As the green movement continues to gain momentum, many restaurants, grocery stores, and other foodservice businesses are looking to become more eco-friendly. One way to do this is by purchasing and using biodegradable, degradable, and compostable products at your facility. You may have heard these terms before (and maybe even used them interchangeably), but do you know what they really signify? If you've ever wondered what these three words mean or are interested in learning how your business can become more environmentally-friendly, check out the definitions and information on the pros and cons of each type of product below.
Biodegradable products (such as these plates and cups) are usually made from plant or animal sources like food scraps, paper, and plastics made of ingredients such as corn starch. These items are considered biodegradable because they will be naturally broken down over a period of time by living microorganisms like bacteria or fungi.
While biodegradable products are generally a smart choice for any business, there are also several disadvantages to using these items. When biodegradable materials are dumped into landfills (as they usually are), they often become buried. Beneficial bacteria cannot survive in these areas, as there is very little oxygen available. As a result, the waste will break down under anaerobic (oxygen-less) conditions and generate methane, which is a greenhouse gas. While some landfills collect methane gas generated at their facilities and turn it into electricity, the majority do not. Finally, biodegradable waste may also contain traces of toxins (such as animal or human waste) depending upon the pesticides consumed and the person or animal's diet.
Degradable products are mostly oil-based and broken down through chemical reactions, rather than through the activity of organic microorganisms. Unlike biodegradable products, degradable plastic items are still able to break down in an anaerobic environment such as a landfill. However, they do not completely disintegrate and disappear; instead, degradable products break down into very small pieces. Generally, it takes much longer for a product to degrade than it does for biodegradable or compostable items to break down.
Compostable products are made from materials like corn, potato, cellulose, soy, or sugar.
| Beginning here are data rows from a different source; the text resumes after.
PR #932, opened 2021-03-05
reducing filtered months from forecast

snkilmartin:


src/dispatch/incident/metrics.py
```diff
@@ -56,7 +56,7 @@ def make_forecast(
 
     # exclude last two months
```
mvilanova, line 57: nit: we should update this comment too

src/dispatch/incident/metrics.py
```diff
@@ -56,7 +56,7 @@ def make_forecast(
...
     query = query.filter(
-        Incident.reported_at < date.today().replace(day=1) + relativedelta(months=-2)
+        Incident.reported_at < date.today().replace(day=1) + relativedelta(months=-1)
```
mvilanova, line 59: Curious about what prompted this change. Was filtering out 2 months messing with the forecast results?

kevgliss:
Excluding two months is expected behavior. We exclude two months so that we can present the data in the UI showing the predicted value against the actual value for the previously entire month.

snkilmartin:
Excluding the last two months will have a negative impact on the accuracy of the forecast; the prior month was very important when I evaluated the data internally. If it's just a problem with visualizing the results, can we instead store the historical forecast data in a table and use that to visualize forecasted and actual counts?

kevgliss:
Will the accuracy not just lag by a month?  Is there any concern for a recency bias in the forecast (if the most recent months affect the forecast more so than other months)?

snkilmartin:
I think the forecast is good for:

1. Yearly planning
2. Having an idea of what to expect for the current month

Removing two months won't have as big of an impact on the first, but will be bad for the second.

RE recency, since this is a simple exponential smoothing model, the most recent data is the most important. You don't have to believe me though :) I'll quote Rob Hyndman since he's who I like to reference about forecasting:

>  Forecasts produced using exponential smoothing methods are weighted averages of past observations, with the weights decaying exponentially as the observations get older. In other words, the more recent the observation the higher the associated weight.

mvilanova:
Sounds like we should merge the change then?

kevgliss:
> Sounds like we should merge the change then?

No, I have another PR that will fix this issue. Closing this one.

For an item to be considered compostable, it must break down into carbon dioxide, water, and biomass (organic matter that can be used as fuel) at the same rate of paper. Once disintegrated, these materials are completely indistinguishable in the compost, free of toxic materials, and able to support plant life, all of which separates them from biodegradable items.
While biodegradable, degradable, and compostable materials share some common characteristics, there are several important differences within each category of products. If you'd like to make your business a bit more green, carefully choosing eco-friendly products to suit your unique needs is the perfect place to start.